(DATA SUPPLIED Opens)
PR #631, opened 2022-05-31
Improve configuration example

### LINKED ISSUE #630: Outdated lychee.example.toml and hard to use
Hi and props on this great project :)

I'm trying to use a configuration file with lychee-action to improve the readability, as in, to not pollute the action with many arguments and I'm struggling to define a valid configuration file.

Having an updated lychee.example.toml would make it easier for everyone to use it.

Issues I found so far:
* Many command line parameters are missing
   * It seems to me (not a rust developer) that all command line parameters can be defined through the configuration file. Still it's not obvious what the variable names should be.
* The commented example `#accept = "text/html"` does not match the description. The example should be `#accept = "503,403"`
* The `exclude_file = []` should have an example as it's not obvious (to me) that file paths must be quoted, as in, must be strings.

vpereira01:
Fixes #630 

Easy test `./lychee -c lychee.example.toml -- README.md`

### DIFF
--- a/lychee.example.toml
+++ b/lychee.example.toml
@@ -1,43 +1,61 @@
-###
-### Display
-###
+#############################  Display  #############################
+
 # Verbose program output
 verbose = false
 
-# Show progress
-progress = false
+# TODO
+no_progress = false
 
+# TODO
+output = "report.md"
 
-###
-### Runtime
-###
+#############################  Cache  ###############################
+
+# TODO
+cache = true
+
+# TODO
+# Error: invalid type: string "2d", expected struct Duration for key `max_cache_age`
+# max_cache_age = "2d"
+
+#############################  Runtime  #############################
+
 # Number of threads to utilize.
 # Defaults to number of cores available to the system if omitted.
-#threads = 2
+threads = 2
 
 # Maximum number of allowed redirects
 max_redirects = 10
 
+# TODO
+max_retries = 2
 
-###
-### Requests
-###
+# TODO
+max_concurrency = 14
+
+#############################  Requests  ############################
+
 # User agent to send with each request
 user_agent = "curl/7.71.1"
 
 # Website timeout from connect to response finished
 timeout = 20
 
-# Comma-separated list of accepted status codes for valid links.
-# Omit to accept all response types.
-#accept = "text/html"
+# TODO
+retry_wait_time = 2
+
+# TODO
+accept = "403, 403"
 
 # Proceed for server connections considered insecure (invalid TLS)
 insecure = false
 
 # Only test links with the given schemes (e.g. https)
 # Omit to check links with any scheme
-#scheme = [ "https" ]
+scheme = [ "https" ]
+
+# TODO
+require_https = false
 
 # Request method
 method = "get"
@@ -45,15 +63,35 @@ method = "get"
 # Custom request headers
 headers = []
 
+# TODO # Remap URI matching pattern to different URI
+remap = [ "https://example.com http://example.invalid" ]
 
-###
-### Exclusions
-###
+# TODO
+# Error: invalid type: unit variant, expected newtype variant for key `base`
+# base = "https://example.com"
+
+# TODO
+basic_auth = "user:pwd"
+
+#############################  Exclusions  ##########################
+
+# TODO
+skip_missing = false
+
+# TODO
+include_verbatim = false
+
+# TODO
+glob_ignore_case = false
+
 # Exclude URLs from checking (supports regex)
-exclude = []
+exclude = [ "\\.github\\.com.*" ]
 
-# Exclude URLs contained in a file from checking
-# If a file named `.lycheeignore` exists in the current working directory,
+# TODO
+exclude_path = ["file/path/to/Ignore", "./other/file/path/to/Ignore"]
+
+# Deprecated: Exclude URLs contained in a file from checking
+# If a file named `.lycheeignore` exists in the current working directory, 
 # its contents will be excluded as well.
 exclude_file = []
 
--- a/lychee.example.toml
+++ b/lychee.example.toml
@@ -3,18 +3,18 @@
 # Verbose program output
 verbose = false
 
-# TODO
+# Don't show interactive progress bar while checking links
 no_progress = false
 
-# TODO
+# Path to summary output file
 output = "report.md"
 
 #############################  Cache  ###############################
 
-# TODO
+# Enable link caching. This can be helpful to avoid checking the same links on multiple runs.
 cache = true
 
-# TODO
+# Discard all cached requests older than this duration.
 # Error: invalid type: string "2d", expected struct Duration for key `max_cache_age`
 # max_cache_age = "2d"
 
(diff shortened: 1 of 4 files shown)


lychee.example.toml
```diff
@@ -1,59 +1,97 @@
...
-### Display
-###
+#############################  Display  #############################
+
 # Verbose program output
 verbose = false
 
-# Show progress
-progress = false
+# TODO
```
mre, line 6: Comment suggestion:
```
Don't show interactive progress bar while checking links
```

lychee.example.toml
```diff
@@ -1,59 +1,97 @@
...
+no_progress = false
+
+# TODO
```
mre, line 9: Comment suggestion:
```
Path to summary output file
```

lychee.example.toml
```diff
@@ -1,59 +1,97 @@
...
+output = "report.md"
+
+#############################  Cache  ###############################
+
+# TODO
+cache = true
 
+# TODO
+# Error: invalid type: string "2d", expected struct Duration for key `max_cache_age`
```
mre, line 18: Ouch. Yeah that's something we should fix. I think `max_cache_age` should be `Into<Duration>` instead of `Duration`. And maybe we need an `impl From<String> for Duration` to handle that case or use`human_time`. I can look into this, but for now it's fine to keep it in there.

lychee.example.toml
```diff
@@ -1,59 +1,97 @@
...
-###
 # Number of threads to utilize.
 # Defaults to number of cores available to the system if omitted.
-#threads = 2
+threads = 2
 
 # Maximum number of allowed redirects
 max_redirects = 10
 
+# TODO
```
mre, line 30: How about this?
```
# Maximum number of allowed retries before a link is declared dead
```

lychee.example.toml
```diff
@@ -1,59 +1,97 @@
...
+max_retries = 2
+
+# TODO
```
mre, line 33: Comment suggestion:
```
# Maximum number of concurrent link checks
```

lychee.example.toml
```diff
@@ -1,59 +1,97 @@
...
 # Website timeout from connect to response finished
 timeout = 20
 
-# Comma-separated list of accepted status codes for valid links.
-# Omit to accept all response types.
-#accept = "text/html"
+# TODO
+retry_wait_time = 2
+
+# TODO
```
mre, line 47:
```
Comma-separated list of accepted status codes for valid links
```

lychee.example.toml
```diff
@@ -1,59 +1,97 @@
...
 
 # Proceed for server connections considered insecure (invalid TLS)
 insecure = false
 
 # Only test links with the given schemes (e.g. https)
 # Omit to check links with any scheme
-#scheme = [ "https" ]
+scheme = [ "https" ]
+
+# TODO
```
mre, line 57:
```
When links are available using HTTPS, treat HTTP links as errors
```

lychee.example.toml
```diff
@@ -1,59 +1,97 @@
...
+require_https = false
 
 # Request method
 method = "get"
 
 # Custom request headers
 headers = []
 
+# TODO # Remap URI matching pattern to different URI
+remap = [ "https://example.com http://example.invalid" ]
```
mre, line 67: I think we can support a nicer syntax for remapping similar to https://github.com/lycheeverse/lychee/issues/547#issuecomment-1122690070:


```toml
[[remap]]
pattern = "^../../issues"
replacement = "https://github.com/usnistgov/OSCAL/issues"

[[remap]]
pattern = "https://example.com"
replacement = "https://example.net"
```

Let's tackle that once this PR got merged.

lychee.example.toml
```diff
@@ -1,59 +1,97 @@
...
+
+# TODO
+# Error: invalid type: unit variant, expected newtype variant for key `base`
+# base = "https://example.com"
```
mre, line 71: Heh, don't know what's going on but it has something to do with the variants here: https://github.com/lycheeverse/lychee/blob/c4e004bdf8ee19c4e5945628255851d5498dd400/lychee-lib/src/types/base.rs#L12-L17
There is a `TryFrom<&str>`, which I though would take care of it, but that's incorrect.
We can also tackle that later.

lychee.example.toml
```diff
@@ -1,59 +1,97 @@
...
+
+# TODO
```
mre, line 73:
```
HTTP basic auth support. This will be the username and password passed to the authorization HTTP header. See https://developer.mozilla.org/en-US/docs/Web/HTTP/Headers/Authorization
```

lychee.example.toml
```diff
@@ -1,59 +1,97 @@
...
+basic_auth = "user:pwd"
+
+#############################  Exclusions  ##########################
+
+# TODO
+skip_missing = false
+
+# TODO
```
mre, line 81: Check links inside `<code>` and `<pre>` blocks as well as Markdown code blocks.

lychee.example.toml
```diff
@@ -1,59 +1,97 @@
...
+glob_ignore_case = false
 
-###
-### Exclusions
-###
 # Exclude URLs from checking (supports regex)
-exclude = []
+exclude = [ "\\.github\\.com.*" ]
```
mre, line 88: I assume the double-backslashes are necessary right now? If so, can you try a literal string (e.g. single quotes)? I think the escaping ain't needed there.
```toml
exclude = [ '\.github\.com.*' ]
```

mre:
Thanks for the draft. Added a few comments. 👍

lychee.example.toml
vpereira01: Sounds good.

lychee.example.toml
vpereira01: Yes, single quoted is much better, changed.

lychee.example.toml
```diff
@@ -1,59 +1,97 @@
...
+
+# TODO
+exclude_path = ["file/path/to/Ignore", "./other/file/path/to/Ignore"]
 
-# Exclude URLs contained in a file from checking
-# If a file named `.lycheeignore` exists in the current working directory,
+# Deprecated: Exclude URLs contained in a file from checking
```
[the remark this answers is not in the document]
vpereira01: Yeah, sounds better, removed.

mre:
Added a smoketest which tests all config options (except `output`, which would create a nasty temp file). Not perfect, but it's a step forward.
Once this pipeline passes this should be good to merge.

I'm not sure if we should keep all options in the example config enabled. The idea is that users would jump in and enable whatever they need at that moment and leave the rest to default. It's fine for now but we might change it in the future.

lychee.example.toml
```diff
@@ -1,63 +1,98 @@
...
-###
+#############################  Display  #############################
+
 # Verbose program output
 verbose = false
 
-# Show progress
-progress = false
+# Don't show interactive progress bar while checking links
+no_progress = false
```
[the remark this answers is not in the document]
vpereira01: Never mind, this works as expected.

Just realized my mistake, previously it was `progress = false` to disable the interactive progress and now it's `true` as in `no_progress = true`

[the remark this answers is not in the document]
mre: Yeah just realized that too. Glad you figured it out.

lychee.example.toml
aj-stein-nist: I like the example! :-p

I did try this re the linked CI/CD work I did on the repo (where https://github.com/lycheeverse/lychee/issues/547#issuecomment-1122690070 came from) and still had some issues. Will follow up later and try to work through understanding how to do the first example with the current syntax, or even the proposed syntax, in a follow-up issue.

Sorry for the delay.

PR #656, opened 2022-06-18
Replace lazy hashset with matches!

untitaker:
llvm will typically create much faster code than accessing a hashset at
runtime

~source: trust me bro~ actually ran benchmarks now

### DIFF
--- a/lychee-lib/src/extract/mod.rs
+++ b/lychee-lib/src/extract/mod.rs
@@ -1,4 +1,4 @@
-use std::collections::HashSet;
+
 
 use crate::types::{uri::raw::RawUri, FileType, InputContent};
 
--- a/lychee-lib/src/extract/mod.rs
+++ b/lychee-lib/src/extract/mod.rs
@@ -8,26 +8,23 @@ mod markdown;
 mod plaintext;
 
 use markdown::extract_markdown;
-use once_cell::sync::Lazy;
 use plaintext::extract_plaintext;
 
-/// HTML elements that are deemed verbatim (i.e. preformatted).
-/// These will be excluded from link checking by default.
-static VERBATIM_ELEMENTS: Lazy<HashSet<String>> = Lazy::new(|| {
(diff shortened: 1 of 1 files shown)


untitaker:
ok

```
extract from large docs time:   [52.441 ms 53.355 ms 55.164 ms]
                        change: [-27.284% -23.363% -19.249%] (p = 0.00 < 0.05)
                        Performance has improved.
Found 2 outliers among 10 measurements (20.00%)
  1 (10.00%) high mild
  1 (10.00%) high severe
```

lychee-lib/src/extract/mod.rs
```diff
@@ -8,26 +6,17 @@ mod markdown;
...
-        "samp".into(),
-        "xmp".into(),
-        "plaintext".into(),
-        "listing".into(),
-    ])
-});
-
 /// Check if the given element is in the list of preformatted tags
+///
+/// preformatted tags are HTML elements that are deemed verbatim (i.e. preformatted).  These will
```
mre, line 13: The wording is a little weird. Reads a bit tautological: "preformatted tags are preformatted". But I get your point. 😅

mre (approved):

mre:
Wait, am I reading this correctly? This gives us a 20% perf improvement on extracting tags!? That's insane.

untitaker:
yeah. it's a bit of guesswork. there's other hashsets in the code where i expected a similar perf gain, (e.g. example_domains), but i'm unable to replicate any sort of performance improvement by replacing those

lychee-lib/src/extract/mod.rs
untitaker: yeah that's a copypaste error. didn't read it well enough

mre:
It hadn't crossed my mind to use `matches` actually. If not for anything else it will at least reduce the code complexity a bit, so if you want, feel free to change the other occurrences as well. But we can do that in another pull request.

Issue #671, opened 2022-07-01
Relative links aren't detected from STDIN or local files


nacnudus:
A similar issue was reported in #183 and addressed by #217.  However, this doesn't work when files are passed into `STDIN`, or for local files.

```sh
lychee --dump --base https://www.example.com example.html # works
lychee --dump --base https://www.example.com example # doesn't work
cat example.html | lychee --dump --base https://www.example.com # doesn't work
```

Could this be fixed by having `--base` force HTML mode?

mre:
That's a tricky one.
I thought about assuming html input if `--base` was a valid URL, but Markdown files can also contain relative links and be prefixed with a URL. So that alone is not a decision criteria.

lychee has an internal file-type hint, that we could expose on the CLI, even though it sounds like a workaround.
https://github.com/lycheeverse/lychee/blob/363b95fe5f748a72a452ed0a9748e3a3d7e8d783/lychee-lib/src/types/input.rs#L107-L116

I'm open for suggestions on how to make the file type explicit in an ergonomic way. Alternatively maybe I'm overlooking a possibility to make it work without any file type hints.

nacnudus:
Thank you for responding so quickly.  I've attempted to address this issue in #673.

katrinafyi:
Fixed by these? 
- https://github.com/lycheeverse/lychee/issues/1665
- https://github.com/lycheeverse/lychee/pull/1842

mre:
@nacnudus, not sure if you saw the notification.

We'd still be interested in your feedback, but I'll close the issue somewhat preemptively to keep our task tracking manageable. Feel free to comment here after trying out the fixes mentioned by @katrinafyi.

PR #673, opened 2022-07-01
Add flag to force html mode

nacnudus:
This is an attempt to address #671 by adding a flag `--html` to parse
the input as HTML.  Otherwise, STDIN and local files without the `.html`
suffix are parsed as plain text.

### DIFF
--- a/fixtures/configs/smoketest.toml
+++ b/fixtures/configs/smoketest.toml
@@ -87,6 +87,9 @@ include_verbatim = false
 # Ignore case of paths when matching glob patterns.
 glob_ignore_case = false
 
+# Treat input as HTML
+html = false
+
 # Exclude URLs from checking (supports regex).
 exclude = [ '.*\.github.com\.*' ]
 
--- a/lychee-bin/src/options.rs
+++ b/lychee-bin/src/options.rs
@@ -2,8 +2,8 @@ use crate::parse::{parse_base, parse_statuscodes};
 use anyhow::{anyhow, Context, Error, Result};
 use const_format::{concatcp, formatcp};
 use lychee_lib::{
-    Base, Input, DEFAULT_MAX_REDIRECTS, DEFAULT_MAX_RETRIES, DEFAULT_RETRY_WAIT_TIME_SECS,
-    DEFAULT_TIMEOUT_SECS, DEFAULT_USER_AGENT,
+    Base, Input, FileType, DEFAULT_MAX_REDIRECTS, DEFAULT_MAX_RETRIES,
+    DEFAULT_RETRY_WAIT_TIME_SECS, DEFAULT_TIMEOUT_SECS, DEFAULT_USER_AGENT,
 };
 use secrecy::{ExposeSecret, SecretString};
 use serde::Deserialize;
@@ -122,6 +122,11 @@ impl LycheeOptions {
     // but we'd get no access to `glob_ignore_case`.
     /// Get parsed inputs from options.
     pub(crate) fn inputs(&self) -> Result<Vec<Input>> {
+        let file_type_hint = if self.config.html {
+            Some(FileType::Html)
+        } else {
+            None
+        };
         let excluded = if self.config.exclude_path.is_empty() {
             None
         } else {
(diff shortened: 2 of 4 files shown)


mre:
Thanks for pushing this forward @nacnudus.

Some questions:

* What if a user wants to check different file types in a single run? E.g. one Markdown file and one HTML file. Would the `--html` flag always override the file extension?
* Are there any other tools that have a similar feature? I know that ripgrep has a `--type` option, which allows a user to filter input files by type (but not parse/interpret the input files differently). That's the closest I could find. (A precedent would help us make the best design decision for lychee.)

We could also change the option to `--input-type <format>`, which is a bit more flexible. E.g. `--input-type markdown` would enforce the Markdown parser instead. It still would not work for different input types, though, but that might be fine.

Alternatively, we could just add a section to the `TROUBLESHOOTING.md` file with a workaround on how to enforce the correct file type by storing the input to a temporary file with the `html` extension. Not pretty, but we avoid maintaining the option.

Looking forward to your thoughts.

nacnudus:
Hi, thanks for your reply, and apologies for my slowness responding.

> - What if a user wants to check different file types in a single run? E.g. one Markdown file and one HTML file. Would the --html flag always override the file extension?

Yes, `--html` would always override the file extension.  I really have unix pipes in mind, which don't have file extensions.

> - Are there any other tools that have a similar feature?

Imagemagick [requires an image format specifier](https://imagemagick.org/script/formats.php) to read an APNG image sequence, otherwise it assumes that it is PNG and reads only the first frame.

> We could also change the option to `--input-type <format>`

I agree, that would be better.

> Alternatively, we could just add a section to the TROUBLESHOOTING.md file with a workaround on how to enforce the correct file type by storing the input to a temporary file with the html extension.

That wouldn't work for STDIN, but perhaps lychee isn't the best tool for that any, because pipes can't benefit from lychee's multithreading, as far as I know.

lebensterben:
currently we relies on extension to determine the file format, and non supported format are treated as plaintext where we simply grab urls.

this process is VERY inefficient due to the underlying implementation of linkify.

instead, I think we can TRY to parse plaintext as html first, should that fail, we fallback to linkify.

this is helpful given the most likely use case of lychee is to validate links in html rather than any other formats.

mre:
> this is helpful given the most likely use case of lychee is to validate links in html rather than any other formats.

I'm not sure if that's actually true. Most users use lychee-action and I wouldn't be surprised if the majority of links are checked in Markdown files.

> this process is VERY inefficient due to the underlying implementation of linkify.

Not sure if parsing HTML is faster, either. We'd have to run a benchmark to see if trying HTML first would give us any significant performance gains.

lebensterben:
plain text file are `text/plain` and markdown files are `text/markdown` so 
> I think we can TRY to parse plaintext as html first

doesn't apply to mark down files and as such 

>  I wouldn't be surprised if the majority of links are checked in Markdown files

this is irrelevant.

lebensterben:
> Not sure if parsing HTML is faster, either. We'd have to run a benchmark to see if trying HTML first would give us any significant performance gains.

Parsing HTML is definitely faster than using linkify on normal sized html files.
This is because a parsed html file is a structured data and links will only appear in certain tags.

HU90m:
My preference would be a [`ripgrep`](https://github.com/BurntSushi/ripgrep)/[`fd`](https://github.com/sharkdp/fd) style type option, specifically a `--default-type` option which allows the user to override the behaviour for a file without an extension, e.g. `--default-type html`.

mre:
I like that.

mre:
We've finally merged a fix for this with https://github.com/lycheeverse/lychee/issues/1665.
It is an extension of this PR, which covers the use-case.

```sh
# Treat index as HTML
lychee --default-extension html index  

# Works with stdin
echo '<a href="https://example.com/">link</a>' | lychee --default-extension html -
```

For more info, see https://github.com/lycheeverse/lychee/pull/1842.

Thanks, @nacnudus, for the initial discussion and creating the foundation for this functionality. The feature will be released with the next version. 🎉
(DATA SUPPLIED Closes)
- **EXERCISE PROMPT**:
Could you please copy the lines above exactly, beginning at the first and ending at the line that contains "parameters are missing"?

- **WRITTEN ANSWER**:
PR #631, opened 2022-05-31
Improve configuration example

### LINKED ISSUE #630: Outdated lychee.example.toml and hard to use
Hi and props on this great project :)

I'm trying to use a configuration file with lychee-action to improve the readability, as in, to not pollute the action with many arguments and I'm struggling to define a valid configuration file.

Having an updated lychee.example.toml would make it easier for everyone to use it.

Issues I found so far:
* Many command line parameters are missing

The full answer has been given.